First: April 10, 2016

For typeset documentation, examples of use, and design philosophy please go to my blog.

All programs add suffixes (e.g. .db, .las) as needed. For the commands that take multiple .las files as arguments, i.e. REPmask and TANmask, one can place a @-sign in the name, which is then interpreted as the sequence of files obtained by replacing the @-sign by 1, 2, 3, ... in sequence until a number is reached for which no file exists with that name. One can also place a @-sign followed by an integer, say, i, in which case the sequence starts at i. Lastly, one can also place @i-j where i and j are integers, in which case the sequence is from i to j, inclusive.

Scrubbing is complicated by the presence of repeats. We currently handle this by soft-masking all tandem and interspersed repeats in the input data when computing overlaps. This implies that reads that are completely repetitive sequence are not scrubbed. This is typically a small part of the data set and a portion thereof that is currently not correctly assembled by any assembly system at the current time, and therefore the masking is of minor consequence. Eventually, these completely masked reads will be analyzed in downstream processes that will attempt to resolve ultra-long (15Kbp or more) repeats.

The masking suite therefore consists of several programs that in combination can be used to produce repeat masks for a data set as follows:

1.  REPmask [-v] [-n<track(rep)>] -c<int> <subject:db> <overlaps:las> ...

This command takes as input a database <source> and a sequence of sorted local alignments blocks, <overlaps>, produced by a daligner run for said database. Note carefully that <source> must always refer to the entire DB, only <overlaps> can involve a block number.

REPmask examines each pile for an A-read and determines the intervals that are covered -c or more times by LAs. This set of intervals is output as a repeat mask for A in an interval track with default name .rep, that can be overridden with the -n option. If the -v option is set, then the number of intervals and total base pairs in intervals is printed.

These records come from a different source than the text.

PR #1923, opened 2021-07-04
[#1922] Remove roadmap from ProjectDetails

### LINKED ISSUE #1922: Remove roadmap in project details
Screen Shot 2021-07-04 at 4 44 22 PM

jamessspanggg:
Fixes #1922


src/containers/Projects/ProjectDetails/constants.ts
```diff
@@ -33,12 +33,6 @@ export const projectDetailsTopic: ProjectTopicMap = {
     position: 1,
```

2. datander [-v] [-k<int(12)>] [-w<int(4)>] [-h<int(35)>] [-T<int(4)>]
                 [-e<double(.70)>] [-l<int(1000)>] [-s<int(100)>] [-P<dir(/tmp)>]
                 <path:db|dam> ...

This program is a variation of daligner tailored to the task of comparing each read against itself (and only those comparisons). As such each block or DB serves as both the source and target, and the -b, -A, -I, -t, -M, -H, and -m options are irrelevant. The remaining options are exactly as for daligner (see here). For each subject block, say X, this program produces a single file TAN.X.las where all the alignments do not involve complementing the B-read (which is also the A-read).

3. TANmask [-v] [-l<int(500)>] [-n<track(tan)>] <subject:db> <overlaps:las> ...

This command takes as input a database <source> and a sequence of sorted local alignments blocks, <overlaps>, produced by a datander run for said database. Note carefully that <source> must always refer to the entire DB, only <overlaps> can involve a block number.

TANmask examines each pile for an A-read and finds those self-LAs whose two alignment intervals overlap and for which the union of these two intervals is -l bases or longer. Each of these regions signals a tandem element in A of length -l or greater, and a disjoint list of these is built. This set of intervals is output as a tandem mask for A in an interval track with default name .tan, that can be overridden with the -n option. If the -v option is set, then the number of intervals and total base pairs in intervals is printed.

4. HPC.REPmask [-vbd]
               [-t<int>] [-w<int(6)>] [-l<int(1000)>] [-s<int(100)>] [-M<int>]
               [-n<name(rep-g)>] [-P<dir(/tmp)>] [-B<int(4)>] [-T<int(4)>] [-f<name>] 
               [-k<int(14)>] [-h<int(35)>] [-e<double(.70)>] [-m<track>]+
               -g<int> -c<int> <reads:db|dam> [<first:int>[-<last:int>]]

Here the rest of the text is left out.